Robert Juan-Cantavella: “Los cambios importantes vienen siempre de las vanguardias, no de espíritus reformistas”

Fragmento de la cubierta de «Nadia», de Robert Juan-Cantavella, Galaxia Gutenberg

 
Conversamos con el escritor y traductor Robert Juan-Cantavella (Almassora, 1976) acerca de su última novela Nadia (Galaxia Gutenberg), donde retrata la búsqueda de una enigmática mujer a través de distintos países de Europa y de momentos históricos cambiantes, en medio del auge de la criminología del siglo XIX y el del activismo político-contracultural de los siglos XX y XXI. Juan-Cantavella, como novelista, ha publicado otros títulos: Y el cielo era una bestia (Anagrama, 2014), Asesino cósmico (Mondadori, 2011), El Dorado (Mondadori, 2008) y Otro (Laia Libros, 2001). Además, ha escrito el libro de crónicas La realidad (Malpaso, 2016) y la colección de relatos Proust fiction (Poliedro Editorial, 2005).

[Leer un fragmento de Nadia]

Has publicado tu quinta novela, Nadia, que describes en la “Nota del autor” como “una historia basada en hechos reales”. Sin embargo, no se trata de una novela realista al uso, ¿cómo fue la creación de este entramado que se mueve dentro de unas coordenadas temporales y factuales propios de la realidad histórica?

R. Juan-Cantavella, escritor

Sí, es como un pequeño chiste. Allí digo: “De tener la frase algún sentido, podría hablarse de una historia basada en hechos reales”.

Sucede que la frasecita de marras no tiene el menor sentido. Todas las novelas del mundo están basadas en hechos reales, incluidas las de ciencia ficción y fantasía, puede que estas incluso más que las otras.

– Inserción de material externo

PR #167, opened 2018-10-16
Enable money_column to write currency to DB when default currency is nil

tomgatzgates:
## What

When `Money`'s default currency is set to `nil`, `money_column`, more specifically `#write_money_attribute`, fails to write the currency provided by the input Money object to the database. Instead it raises `ArgumentError, 'missing currency'`. 

Line 51 is only checking for the currency from one of the following: 
- Money's default currency
- The column's hardcoded currency
- The currency already assigned to the record's corresponding currency column

https://github.com/Shopify/money/blob/df3204ea232a657414f1c5f421d206a50be9dac4/lib/money_column/active_record_hooks.rb#L41-L64

## How

Enable the raw currency source to fall back to the input money object's currency. 
First check the default currency, then the currency already in the column finally, check the input currency. 
Obviously we want to rescue from the input not being a Money object so always default to nil. 

Note: If a `Money.default_currency` is set, options['currency'] will return the default currency so we'll never evaluate the column or input. 

## Why

This enables applications that don't have a default currency set to still write currency to the database with `money_column`.

### DIFF
--- a/lib/money_column/active_record_hooks.rb
+++ b/lib/money_column/active_record_hooks.rb
@@ -48,19 +48,14 @@ module MoneyColumn
         return self[column] = nil
       end
 
-      currency_raw_source = begin
-        options[:currency] || send(options[:currency_column]) || money.currency
-      rescue
-        nil
-      end
-
-      currency_source = Money::Helpers.value_to_currency(currency_raw_source)
+      currency_raw_source = options[:currency] || (send(options[:currency_column]) rescue nil)
 
       if !money.is_a?(Money)
-        return self[column] = Money.new(money, currency_source).value
+        return self[column] = Money.new(money, currency_raw_source).value
       end
 
-      if currency_raw_source && !currency_source.compatible?(money.currency)
+      currency_source = currency_raw_source ? Money::Helpers.value_to_currency(currency_raw_source) : Money::NULL_CURRENCY
+      unless currency_source.compatible?(money.currency)
         Money.deprecate("[money_column] currency mismatch between #{currency_source} and #{money.currency}.")
       end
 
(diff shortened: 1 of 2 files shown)


lib/money_column/active_record_hooks.rb
```diff
@@ -48,7 +48,12 @@ def write_money_attribute(column, money)
         return self[column] = nil
       end
 
-      currency_raw_source = options[:currency] || (send(options[:currency_column]) rescue nil)
+      currency_raw_source = begin
+        options[:currency] || send(options[:currency_column]) || money.currency
```
bdewater: Unrelated to the order of determining the currency source, it would be nice to clean up this very broad `rescue`. From what I can tell only `NoMethodError` could raise here, and we can avoid leaning on this crutch for controlling flow without too much hassle.

Something like:
```ruby
currency_raw_source = options[:currency] || 
  (send(options[:currency_column]) if respond_to(options[:currency_column])) || 
  money.currency
```
WDYT?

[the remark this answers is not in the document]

Nadia no es ni de ciencia ficción ni de fantasía, pero tampoco es una novela realista. Sería imposible tratar de que el lector creyese que las aventuras que viven los protagonistas podrían haber sucedido, que es lo que sucede con una novela realista.

Pero aún así, la mayor parte de las cosas que en ella se cuentan sucedieron, son hechos históricos que tienen que ver con una cierta contracultura del siglo XX, y con los orígenes de la criminología, donde juegan un papel protagonista pioneros como Franz Joseph Gall y Cesare Lombroso.

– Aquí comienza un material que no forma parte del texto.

PR #171, opened 2018-11-06
no deprecation updating non-read-only currency column

elfassy:
# Why
When `currency_read_only` is false or not set, we want to update the currency with that of the money column associated. Since it's the expected behaviour, there should not be a deprecation warning.

# What 
Skip the deprecation warning when `currency_read_only` is false or not set

### DIFF
--- a/spec/money_column_spec.rb
+++ b/spec/money_column_spec.rb
@@ -139,9 +139,8 @@ RSpec.describe 'MoneyColumn' do
     expect(record.currency.to_s).to eq('EUR')
   end
 
-  it 'does overwrite a currency if changed but will show a deprecation notice' do
+  it 'does overwrite a currency' do
     expect(record.currency.to_s).to eq('EUR')
-    expect(Money).to receive(:deprecate).once
     record.update(price: Money.new(4, 'JPY'))
     expect(record.currency.to_s).to eq('JPY')
   end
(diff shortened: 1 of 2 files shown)


spec/money_column_spec.rb
```diff
@@ -139,9 +139,8 @@ class MoneyClassInheritance2 < MoneyWithCustomAccessors
     expect(record.currency.to_s).to eq('EUR')
   end
 
-  it 'does overwrite a currency if changed but will show a deprecation notice' do
+  it 'does overwrite a currency' do
     expect(record.currency.to_s).to eq('EUR')
-    expect(Money).to receive(:deprecate).once
```
bdewater: Would be good for completeness sake to keep this old test around with the new test.

elfassy: not sure what you mean, the old test doesn't pass anymore since we don't want to show the deprecation

bdewater: Sorry, meant the old test could be kept around if we added the `currency_read_only` option to test the deprecation.

elfassy: ah, sorry makes sense. We are already covered by this one: https://github.com/Shopify/money/pull/171/files#diff-1a873d5a205667d2b652832f32bdc7c6R220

Parece que sientes especial interés por temáticas relacionadas con la ciencia. Si en tu anterior novela, Y el cielo era una bestia, tratabas el tema de la criptozoología, en Nadia te interesas por la criminología. ¿De dónde nace tu interés por las disciplinas científicas o pseudocientíficas?

Anagrama, 2014

No lo sé. El caso es que por una razón u otra me interesan. Y que últimamente, es cierto, he jugado con estos intereses personales a la hora de componer mis novelas.

En el caso de Y el cielo era una bestia era una disciplina pseudocientífica, la criptozoología. En Nadia es una ciencia perfectamente admitida por la academia, pero yo me fijo en sus inicios, y, ahí, cuando la criminología estaba dando sus primeros pasos, la diferencia entre ciencia y pseudociencia no existe. Funcionan de un modo muy parecido, avanzan a trompicones y a base de contradicciones.

Creo que eso es lo que más me interesa de estos discursos, su espíritu tentativo. La mayor parte de lo que establecieron Franz Joseph Gall y Cesare Lombroso, por no hablar de Egas Moniz, que también aparece, hoy ha sido superado y resulta muy difícilmente defendible.

Con su evolución y perfeccionamiento, las ciencias, cualquier ciencia, va cerrando las puertas a los curiosos, como yo, que se van viendo paulatinamente desarmados para entender un lenguaje cada vez más específico y complejo. Pero en sus inicios todo resulta más cristalino, más accesible. Y también más falible. Supongo que por eso me interesa.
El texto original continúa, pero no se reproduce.